Issue #2435, opened 2025-07-31
[Question] There appear to be a few hurdles for Android support


LouisLou2:
I'm trying to use Fury on Android(Using Kotlin) and ran into some initialization issues. I have a quick question about platform support.

It seems there are two main blockers for Android:

Java Version Check: The static initializer in _JDKAccess fails with a NumberFormatException because System.getProperty("java.specification.version") returns "0.9" on Android.

```java
static {
  String property = System.getProperty("java.specification.version"); // for Android, always "0.9"
  if (property.startsWith("1.")) {
    property = property.substring(2);
  }
  String jmvName = System.getProperty("java.vm.name", "");
  IS_OPEN_J9 = jmvName.contains("OpenJ9");
  JAVA_VERSION = Integer.parseInt(property); // exception: 0.9 can't be parsed to an Integer
  
  //...
}
```

sun.misc.Unsafe API: Fury relies heavily on sun.misc.Unsafe, which isn't available on standard Android runtimes.

Given these, are there any plans or known workarounds to get Fury running on Android?

### Additional Context

https://youtrack.jetbrains.com/issue/KT-44089/Java-version-checking-doesnt-work-on-Android

neboskreb:
@LouisLou2 Check this related issue: #1101

PR #2445, opened 2025-08-06
refactor(java): [Don't Merge for Now]Modify the current memory manipulation to be compatible with Android

LouisLou2:
## What does this PR do?
This commit refactors memory management logic as an initial step towards making the project compatible with the Android platform.

**Key points**:
- This is an exploratory change to propose a potential solution. The design may require further refinement for clarity.
- These changes are strictly limited to memory operations. Full Android support will require other modifications.
- Detailed documentation explaining the rationale will be provided later.

## Related issues
- #2435

### DIFF
--- a/java/fory-core/src/main/java/org/apache/fory/annotation/NotForAndroid.java
+++ b/java/fory-core/src/main/java/org/apache/fory/annotation/NotForAndroid.java
@@ -1,3 +1,22 @@
+/*
+ * Licensed to the Apache Software Foundation (ASF) under one
+ * or more contributor license agreements.  See the NOTICE file
+ * distributed with this work for additional information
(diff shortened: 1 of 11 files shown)


chaokunyang:
Andriod String seems be implemented as a native class, we can't get `value` and `coder` field from String object. 

Here are two tricks to keep maxmimal performance:
- Use `public void getBytes (int srcBegin, int srcEnd, byte[] dst,  int dstBegin)` to get bytes for `JDK9+`
- Use `String.toCharArray` for JDK8

Don't use `String.charAt`, it's much more slow than get chars array first and check by a loop. JVM can employ some optimzation for simple loops if it doesn't contains nested methods call

Issue #2350, opened 2025-06-18
[Java] MemeryBuffer support custom direct allocator


MrChang0:
### Feature Request

`MemeryBuffer` grow need `ByteBuffer` Supplier make it allocate memory from a provoided memory pool when grow.

chaokunyang:
Seems we can provide global static method to set memory allocator. Could you also check whether there are other places needs to use this allocator?

MrChang0:
global static memory allocator is good idea. After checked other places like `ByteBufferSerializer` and `BufferObject` that allocate new buffers. I think those places don't need allocator, Keeping it simple is better, they should just handle serialization directly.

PR #2457, opened 2025-08-11
feat: growBuffer support DirectByteBuffer

Kn0688:
## What does this PR do?

The growBuffer method of MemoryBuffer support DirectByteBuffer

no

## Benchmark

no

### DIFF
--- a/java/fory-core/src/main/java/org/apache/fory/memory/MemoryBuffer.java
+++ b/java/fory-core/src/main/java/org/apache/fory/memory/MemoryBuffer.java
@@ -1229,7 +1229,6 @@ public final class MemoryBuffer {
     writerIndex = newIdx;
   }
 
-  /** For off-heap buffer, this will make a heap buffer internally. */
   public void grow(int neededSize) {
     int length = writerIndex + neededSize;
     if (length > size) {
@@ -1237,7 +1236,6 @@ public final class MemoryBuffer {
     }
   }
 
-  /** For off-heap buffer, this will make a heap buffer internally. */
   public void ensure(int length) {
     if (length > size) {
       growBuffer(length);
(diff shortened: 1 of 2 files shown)


java/fory-core/src/main/java/org/apache/fory/memory/MemoryBuffer.java
```diff
@@ -1249,6 +1247,13 @@ private void growBuffer(int length) {
         length < BUFFER_GROW_STEP_THRESHOLD
             ? length << 2
             : (int) Math.min(length * 1.5d, Integer.MAX_VALUE - 8);
+    if (heapMemory == null) {
+      ByteBuffer bb = ByteBuffer.allocateDirect(newSize);
```
chaokunyang, line 1251: This is very slow. We can not use this api to allocate direct buffer. How about set a global direct buffer allocator instead and use that to allocate buffer. It's also what https://github.com/apache/fory/issues/2350 want to have

Kn0688: Do you mean using  allocator like netty's [PooledByteBufAllocator](https://mp.weixin.qq.com/s/Vv_XV61osu9N-jCRN-Y5Kw)?

chaokunyang: The implememtation may use such allocator, but fory could just define an interface, and let users to implement such `ByteBufferAllocator`. 

Another thing we need to figure out is memory deallocation of such buffers. Since we allocate memory from a `BufferAllocator`, when this `MemoryBuffer` is not used, we should return the buffer back to the pool. This is the tricky thing to do. Even for `java.nio.ByteBuffer`, this is not tackled well. `ByteBuffer` use soft/weak reference to trigger callback when there are no reference to `ByteBuffer`. But it's not predictable, this is why PooledByteBufAllocator use explict release API `ByteBuf#release`. If we add allocator, we should also add `release` method to `MemoryBuffer`

Kn0688: Got it. I will submit a new PR for this feature.

Issue #2480, opened 2025-08-15
manylinux_2_24_x86_64.manylinux_2_28_x86_64.whl not installable on linux


chaokunyang:
### Search before asking

- [x] I had searched in the [issues](https://github.com/apache/fory/issues) and found no similar issues.

### Version

main

### Component(s)

Python

### Minimal reproduce step

```
pip install pyfory -i http://test.pypi.org/simple/   --trusted-host test.pypi.org  --no-cache-dir
```

Name like `pyfory-0.12.0a1-cp310-cp310-manylinux_2_24_x86_64.manylinux_2_28_x86_64.whl` won't work:
https://test-files.pythonhosted.org/packages/ab/4b/302f02fe781b727446250841b15a93e805ab3b3881fcd68a179622125e1c/pyfory-0.12.0a1-cp310-cp310-manylinux_2_24_x86_64.manylinux_2_28_x86_64.whl

Name like `pyfury-0.10.2-cp310-cp310-manylinux1_x86_64.whl` will work:
https://files.pythonhosted.org/packages/9e/41/5a97ae7714152354743ccd2b005b503d095a8c63ef54345025dc4aa77b56/pyfury-0.10.2-cp310-cp310-manylinux1_x86_64.whl

### What did you expect to see?

install suceed

### What did you see instead?

```
$pip install pyfory -i http://test.pypi.org/simple/   --trusted-host test.pypi.org  --no-cache-dir
Looking in indexes: http://test.pypi.org/simple/
ERROR: Could not find a version that satisfies the requirement pyfory (from versions: none)
ERROR: No matching distribution found for pyfory
```

### Anything Else?

#2381

### Are you willing to submit a PR?

- [x] I'm willing to submit a PR!

chaokunyang:
@esafak linux wheel don't work either with #2381

esafak:
Which Linux version? It seems to be working per the latest pr

chaokunyang:
> Which Linux version? It seems to be working per the latest pr

My linux version is `4.9.151-015.ali3000.alios7.x86_64`. It seems my pip version is a little old, after I upgreade pip, the wheel can be installed. I think maybe we need to release wheel for manylinux2014, it's supported in more pip versions

esafak:
[...]

PR #2487, opened 2025-08-18
ci: Migrate python to cibuildwheel

esafak:
This is an attempt to simplify CI

## What does this PR do?

* Add Python 3.13 to pyproject.toml supported versions.
* Configure cibuildwheel for Linux and Musl Linux builds, including architecture support for x86_64 and aarch64.
* Introduce new GitHub Actions workflows for building containerized and native wheels, enhancing CI/CD capabilities.
* Update existing workflows to use cibuildwheel for building wheels across various Python versions and architectures.

## Related issues

#2480


esafak:
cibuildwheel does not work well with bazel out of the box. We would need to create our own images derived from manylinux. Something for later.

PR #2494, opened 2025-08-20
fix(java): Encoders.mapEncoder(TypeRef, TypeRef, TypeRef, Fory) should load bean classes

stevenschlansker:
We dynamically select the key and value type, and tried using this overload of Encoders.mapEncoder
With the single-arg mapEncoder invocation, bean codec classes are loaded with `token4BeanLoad`
    
But this overload never loads the bean classes leading to unexpected exceptions during Map codec compile since bean codecs are not loaded

### DIFF
--- a/java/fory-format/src/test/java/org/apache/fory/format/encoder/MapEncoderTest.java
+++ b/java/fory-format/src/test/java/org/apache/fory/format/encoder/MapEncoderTest.java
@@ -134,9 +134,9 @@ public class MapEncoderTest {
   @Test
   public void testKVStructMap() {
     Map<SimpleFoo, SimpleFoo> map = ImmutableMap.of(SimpleFoo.create(), SimpleFoo.create());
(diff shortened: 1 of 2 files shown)


java/fory-format/src/test/java/org/apache/fory/format/encoder/MapEncoderTest.java
```diff
@@ -134,9 +134,9 @@ public void testSimpleNestStructWithMapEncoder() {
   @Test
   public void testKVStructMap() {
     Map<SimpleFoo, SimpleFoo> map = ImmutableMap.of(SimpleFoo.create(), SimpleFoo.create());
-    MapEncoder encoder = Encoders.mapEncoder(new TypeRef<Map<SimpleFoo, SimpleFoo>>() {});
```
stevenschlansker, line 137: IDE warnings due to raw type `MapEncoder`

chaokunyang (approved):

PR #2510, opened 2025-08-25
fix(ci): fix build wheel bash on windows

chaokunyang:


esafak:
I think this will not be enough; see #2511

PR #2506, opened 2025-08-24
fix(ci): Use $ROOT/dist for wheel distribution

esafak:
## Why

The python wheels were not being found.

## What does this PR do?

* Update deploy.sh to use the $ROOT/dist path for storing wheels.
* This change ensures consistent wheel distribution across different platforms.
* Fixes an issue where wheels were being placed in relative ../dist directories.

## Related issues

Fixes #2505

PR #2511, opened 2025-08-25
ci: Fix Windows wheel creation

esafak:
## Why?

* Wheels were not created on Windows because it does not use bash by default
* Once that works, downloading them will fail because `actions/download-artifact` requires the `run-id` to access artifacts from different workflows.

## What does this PR do?

* Add `actions: read` permission to release workflow.
* Configure `download-artifact` action to use `run-id` and `pattern` for downloading wheels from a previous workflow run.
* Enable `merge-multiple` for downloading artifacts.
* Add `shell: bash` to build step in native release workflow.

## Related issues

#2506

### DIFF
--- a/.github/workflows/build-native-release.yml
+++ b/.github/workflows/build-native-release.yml
@@ -42,6 +42,7 @@ jobs:
         run: ./ci/run_ci.sh install_bazel_windows
         shell: bash
       - name: Build wheel
+        shell: bash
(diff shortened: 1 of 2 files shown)


chaokunyang (approved):

chaokunyang:
The publish still fail:
image

https://github.com/apache/fory/actions/runs/17198889531/job/48785824375

PR #2523, opened 2025-08-25
feat(CI): Cache npm, add node 24, lock file

esafak:
## Why?

JS CI fails a lot due to npm.

## What does this PR do?

* Caches npm to hopefully avoid the problem.
* Replaces node 16 with 24

## Notes
Per [the documentation](https://github.com/actions/setup-node/blob/main/docs/advanced-usage.md#working-with-lockfiles):
> The action follows [actions/cache](https://github.com/actions/cache/blob/main/examples.md#node---npm) guidelines, and caches global cache on the machine instead of node_modules, so cache can be reused between different Node.js versions.

This means all node versions share a cache per operating system. Since all node versions run simultaneously, one version writes while the others read, due to contention. In the latest run, here are the winners (check the _Post Use Node.js_ step):

* Windows: [node 18](https://github.com/apache/fory/actions/runs/17217046296/job/48843158759)
* MacOS: [node 24](https://github.com/apache/fory/actions/runs/17217046296/job/48843158761)
* Ubuntu: [node 24](https://github.com/apache/fory/actions/runs/17217046296/job/48843158783)

### DIFF
--- a/.github/workflows/build-containerized-pr.yml
+++ b/.github/workflows/build-containerized-pr.yml
@@ -33,3 +33,8 @@ jobs:
       - uses: actions/checkout@v5
       - name: Build and test wheels
         run: ./ci/build_linux_wheels.py --arch ${{ runner.arch }}
+      - name: Upload wheels as artifacts
+        uses: actions/upload-artifact@v4
+        with:
+          name: pyfory-wheels-containerized-${{ matrix.os }}
+          path: dist/*.whl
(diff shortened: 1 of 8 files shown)


chaokunyang (approved):

chaokunyang:
package-lock.json is an auto-generated file, do we need to check in this file？ @theweipeng . If we run nimp install, this file will change most of times

chaokunyang:
https://github.com/apache/arrow-js/blob/main/yarn.lock and https://github.com/apache/opendal/blob/main/bindings/nodejs/pnpm-lock.yaml checked lock file too

esafak:
npm install will update the lock file if you change the dependencies. That is to be expected.

theweipeng (approved):
LGTM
= = = = = = =
## WORK REQUIRED
Show the lines above with "main".

## WORKED SOLUTION
It seems there are two main blockers for Android:
--- a/java/fory-core/src/main/java/org/apache/fory/annotation/NotForAndroid.java
+++ b/java/fory-core/src/main/java/org/apache/fory/annotation/NotForAndroid.java
--- a/java/fory-core/src/main/java/org/apache/fory/memory/MemoryBuffer.java
+++ b/java/fory-core/src/main/java/org/apache/fory/memory/MemoryBuffer.java
java/fory-core/src/main/java/org/apache/fory/memory/MemoryBuffer.java
main
Per [the documentation](https://github.com/actions/setup-node/blob/main/docs/advanced-usage.md#working-with-lockfiles):
> The action follows [actions/cache](https://github.com/actions/cache/blob/main/examples.md#node---npm) guidelines, and caches global cache on the machine instead of node_modules, so cache can be reused between different Node.js versions.
https://github.com/apache/arrow-js/blob/main/yarn.lock and https://github.com/apache/opendal/blob/main/bindings/nodejs/pnpm-lock.yaml checked lock file too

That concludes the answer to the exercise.